(Saved data entries)
# # # # # # #

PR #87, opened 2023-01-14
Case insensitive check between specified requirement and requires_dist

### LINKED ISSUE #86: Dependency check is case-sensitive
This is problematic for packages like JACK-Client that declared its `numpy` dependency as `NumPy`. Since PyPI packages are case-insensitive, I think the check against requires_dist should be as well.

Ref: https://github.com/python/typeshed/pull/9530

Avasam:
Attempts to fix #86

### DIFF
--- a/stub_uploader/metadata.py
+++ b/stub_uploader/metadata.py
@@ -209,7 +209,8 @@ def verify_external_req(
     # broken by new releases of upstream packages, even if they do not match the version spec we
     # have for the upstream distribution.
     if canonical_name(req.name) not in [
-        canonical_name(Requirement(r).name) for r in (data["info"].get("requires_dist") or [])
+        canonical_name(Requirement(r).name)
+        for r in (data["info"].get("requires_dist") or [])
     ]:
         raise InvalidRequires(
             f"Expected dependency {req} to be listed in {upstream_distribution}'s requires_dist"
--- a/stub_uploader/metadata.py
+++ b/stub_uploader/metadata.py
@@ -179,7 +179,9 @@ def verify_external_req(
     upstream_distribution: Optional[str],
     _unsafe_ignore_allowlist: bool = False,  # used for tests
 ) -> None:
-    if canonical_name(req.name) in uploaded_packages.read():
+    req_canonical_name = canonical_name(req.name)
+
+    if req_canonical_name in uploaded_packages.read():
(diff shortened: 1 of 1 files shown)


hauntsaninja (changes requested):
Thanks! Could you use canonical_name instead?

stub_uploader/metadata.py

# # # # # # #

Reproduce nothing but the lines from the line containing "-179,7 +179,9 @@" to the last line of the data, each exactly as written.

@@ -179,7 +179,9 @@ def verify_external_req(
     upstream_distribution: Optional[str],
     _unsafe_ignore_allowlist: bool = False,  # used for tests
 ) -> None:
-    if canonical_name(req.name) in uploaded_packages.read():
+    req_canonical_name = canonical_name(req.name)
+
+    if req_canonical_name in uploaded_packages.read():
(diff shortened: 1 of 1 files shown)


hauntsaninja (changes requested):
Thanks! Could you use canonical_name instead?

stub_uploader/metadata.py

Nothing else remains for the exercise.